## What you will do
What do the entries below say? Restate them word for word.
--- START ---
PR #6, opened 2020-06-20
Add datetime types

Andrew-Chen-Wang:
Added dumpers for date time types. Not sure why the decoding/Loaders aren't working. The Current test case for loaders:

```
@pytest.mark.parametrize(
    "val, pgtype, want",
    [
        ("2000-12-12", "date", datetime.date(year=2000, month=12, day=12)),
    ],
)
@pytest.mark.parametrize("fmt_out", [Format.TEXT, Format.BINARY])
def test_load_datetime(conn, val, pgtype, want, fmt_out):
    cur = conn.cursor(binary=fmt_out == Format.BINARY)
    cur.execute(f"select %s::{pgtype}", (val,))
    assert cur.pgresult.fformat(0) == fmt_out
    assert cur.pgresult.ftype(0) == builtins[pgtype].oid
    result = cur.fetchone()[0]
    assert result == want
    assert type(result) is type(want)

    # arrays work too
    cur.execute(f"select array[%s::{pgtype}]", (val,))
    assert cur.pgresult.fformat(0) == fmt_out
    assert cur.pgresult.ftype(0) == builtins[pgtype].array_oid
    result = cur.fetchone()[0]
    assert result == [want]
    assert type(result[0]) is type(want)

```

Looking at the decoder, we know the encoding is set to UTF8, but when I print the bytes, I get some bytes that apparently can't be decoded; for example: `b'\xff\xf4\xdb\xf9'` and `b"\x00\x00\x01Z"`

At first, I thought this was  my machine's error, but the pytest was working fine with the text loaders and others. (That was until I switched to using machine/endian.h and everything stopped working :P Moved to gitpod's linux based for now.)

Build: https://travis-ci.org/github/psycopg/psycopg3/builds/700446307 Some reason not showing on gh. Lint failed; build was fine


psycopg3/types/datetime.py
```diff
@@ -0,0 +1,112 @@
...
+@Loader.binary(builtins["timestamptz"].oid)
+class DateTimeLoader(Loader):
+
+    decode: Optional[DecodeFunc]
+
+    def __init__(self, oid: int, context: AdaptContext):
+        super().__init__(oid, context)
+
+        if self.connection is not None:
+            if self.connection.encoding != "SQL_ASCII":
```
dvarrazzo, line 83: We don't need special-casing sqlascii database. datetime formats are ascii only, unless I'm mistaken.

psycopg3/types/datetime.py
```diff
@@ -0,0 +1,112 @@
...
+@Loader.text(builtins["date"].oid)
+@Loader.binary(builtins["date"].oid)
+@Loader.text(builtins["time"].oid)
+@Loader.binary(builtins["time"].oid)
+@Loader.text(builtins["timetz"].oid)
+@Loader.binary(builtins["timetz"].oid)
+@Loader.text(builtins["timestamp"].oid)
+@Loader.binary(builtins["timestamp"].oid)
+@Loader.text(builtins["timestamptz"].oid)
+@Loader.binary(builtins["timestamptz"].oid)
```
dvarrazzo, line 74: You can't use the same functions for binary and text decoding. I'm sure text format and binary format for dates are different.

Most likely these decorator will go each one on a different function, each one handling its own format.

psycopg3/types/datetime.py
```diff
@@ -0,0 +1,112 @@
...
+            self.decode = codecs.lookup("utf8").decode
+
+    def load(self, data: bytes) -> Union[datetime.datetime, datetime.date, datetime.time]:
+        obj = datetime.datetime.strptime(
+            self.decode(data)[0],
+            f"{'%Y-%m-%d' if self.oid == builtins['date'].oid else ''}"
+            f"{'%H:%M:%S' if self.oid in _time_oids else ''}"
+            f"{'%z' if self.oid in _timezone_oids else ''}"
+        )
+        if self.oid == builtins['date'].oid:
```
dvarrazzo, line 97: You shouldn't have ifs in the decoder. This function wants to decode 10 different formats. You should have 10 different functions each one decoding a single format. If two format happens to be the same then that's cool, but that's more of a special case.

psycopg3/types/datetime.py
```diff
@@ -0,0 +1,112 @@
...
+            return obj.date()
+        elif self.oid in _timezone_oids:
+            return obj
+        else:
+            return obj.time()
+
+
+@Loader.text(builtins["interval"].oid)
+def load_interval(data: bytes) -> datetime.timedelta:
+    pass
```
dvarrazzo, line 107: It should be `raise NotImplementedError` here. The function doesn't respect the signature.

psycopg3/types/datetime.pyx
```diff
@@ -0,0 +1,17 @@
...
+
+from libc.stdint cimport *
+
+from psycopg3.types.text cimport load_text, get_context_text
+
+
+cdef void register_text_c_loaders():
+    logger.debug("registering optimised datetime c loaders")
+    from psycopg3.types import datetime
+    register_c_loader(datetime.DateTimeLoader.load, load_text, get_context_text)
```
dvarrazzo, line 16: I'd rather these to be undefined than set to the wrong ones. Probably better to work on the python side of it and then write an optimised implementation.

psycopg3/types/datetime.py
```diff
@@ -0,0 +1,112 @@
+"""
+Adapters for datetime types.
+https://www.postgresql.org/docs/9.4/datatype-datetime.html#DATATYPE-DATETIME-TABLE
```
dvarrazzo, line 3: 9.4 is not supported yet. Use the `current` url.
--- END ---
## Solution to this problem
PR #6, opened 2020-06-20
Add datetime types

Andrew-Chen-Wang:
Added dumpers for date time types. Not sure why the decoding/Loaders aren't working. The Current test case for loaders:

```
@pytest.mark.parametrize(
    "val, pgtype, want",
    [
        ("2000-12-12", "date", datetime.date(year=2000, month=12, day=12)),
    ],
)
@pytest.mark.parametrize("fmt_out", [Format.TEXT, Format.BINARY])
def test_load_datetime(conn, val, pgtype, want, fmt_out):
    cur = conn.cursor(binary=fmt_out == Format.BINARY)
    cur.execute(f"select %s::{pgtype}", (val,))
    assert cur.pgresult.fformat(0) == fmt_out
    assert cur.pgresult.ftype(0) == builtins[pgtype].oid
    result = cur.fetchone()[0]
    assert result == want
    assert type(result) is type(want)

    # arrays work too
    cur.execute(f"select array[%s::{pgtype}]", (val,))
    assert cur.pgresult.fformat(0) == fmt_out
    assert cur.pgresult.ftype(0) == builtins[pgtype].array_oid
    result = cur.fetchone()[0]
    assert result == [want]
    assert type(result[0]) is type(want)

```

Looking at the decoder, we know the encoding is set to UTF8, but when I print the bytes, I get some bytes that apparently can't be decoded; for example: `b'\xff\xf4\xdb\xf9'` and `b"\x00\x00\x01Z"`

At first, I thought this was  my machine's error, but the pytest was working fine with the text loaders and others. (That was until I switched to using machine/endian.h and everything stopped working :P Moved to gitpod's linux based for now.)

Build: https://travis-ci.org/github/psycopg/psycopg3/builds/700446307 Some reason not showing on gh. Lint failed; build was fine


psycopg3/types/datetime.py
```diff
@@ -0,0 +1,112 @@
...
+@Loader.binary(builtins["timestamptz"].oid)
+class DateTimeLoader(Loader):
+
+    decode: Optional[DecodeFunc]
+
+    def __init__(self, oid: int, context: AdaptContext):
+        super().__init__(oid, context)
+
+        if self.connection is not None:
+            if self.connection.encoding != "SQL_ASCII":
```
dvarrazzo, line 83: We don't need special-casing sqlascii database. datetime formats are ascii only, unless I'm mistaken.

psycopg3/types/datetime.py
```diff
@@ -0,0 +1,112 @@
...
+@Loader.text(builtins["date"].oid)
+@Loader.binary(builtins["date"].oid)
+@Loader.text(builtins["time"].oid)
+@Loader.binary(builtins["time"].oid)
+@Loader.text(builtins["timetz"].oid)
+@Loader.binary(builtins["timetz"].oid)
+@Loader.text(builtins["timestamp"].oid)
+@Loader.binary(builtins["timestamp"].oid)
+@Loader.text(builtins["timestamptz"].oid)
+@Loader.binary(builtins["timestamptz"].oid)
```
dvarrazzo, line 74: You can't use the same functions for binary and text decoding. I'm sure text format and binary format for dates are different.

Most likely these decorator will go each one on a different function, each one handling its own format.

psycopg3/types/datetime.py
```diff
@@ -0,0 +1,112 @@
...
+            self.decode = codecs.lookup("utf8").decode
+
+    def load(self, data: bytes) -> Union[datetime.datetime, datetime.date, datetime.time]:
+        obj = datetime.datetime.strptime(
+            self.decode(data)[0],
+            f"{'%Y-%m-%d' if self.oid == builtins['date'].oid else ''}"
+            f"{'%H:%M:%S' if self.oid in _time_oids else ''}"
+            f"{'%z' if self.oid in _timezone_oids else ''}"
+        )
+        if self.oid == builtins['date'].oid:
```
dvarrazzo, line 97: You shouldn't have ifs in the decoder. This function wants to decode 10 different formats. You should have 10 different functions each one decoding a single format. If two format happens to be the same then that's cool, but that's more of a special case.

psycopg3/types/datetime.py
```diff
@@ -0,0 +1,112 @@
...
+            return obj.date()
+        elif self.oid in _timezone_oids:
+            return obj
+        else:
+            return obj.time()
+
+
+@Loader.text(builtins["interval"].oid)
+def load_interval(data: bytes) -> datetime.timedelta:
+    pass
```
dvarrazzo, line 107: It should be `raise NotImplementedError` here. The function doesn't respect the signature.

psycopg3/types/datetime.pyx
```diff
@@ -0,0 +1,17 @@
...
+
+from libc.stdint cimport *
+
+from psycopg3.types.text cimport load_text, get_context_text
+
+
+cdef void register_text_c_loaders():
+    logger.debug("registering optimised datetime c loaders")
+    from psycopg3.types import datetime
+    register_c_loader(datetime.DateTimeLoader.load, load_text, get_context_text)
```
dvarrazzo, line 16: I'd rather these to be undefined than set to the wrong ones. Probably better to work on the python side of it and then write an optimised implementation.

psycopg3/types/datetime.py
```diff
@@ -0,0 +1,112 @@
+"""
+Adapters for datetime types.
+https://www.postgresql.org/docs/9.4/datatype-datetime.html#DATATYPE-DATETIME-TABLE
```
dvarrazzo, line 3: 9.4 is not supported yet. Use the `current` url.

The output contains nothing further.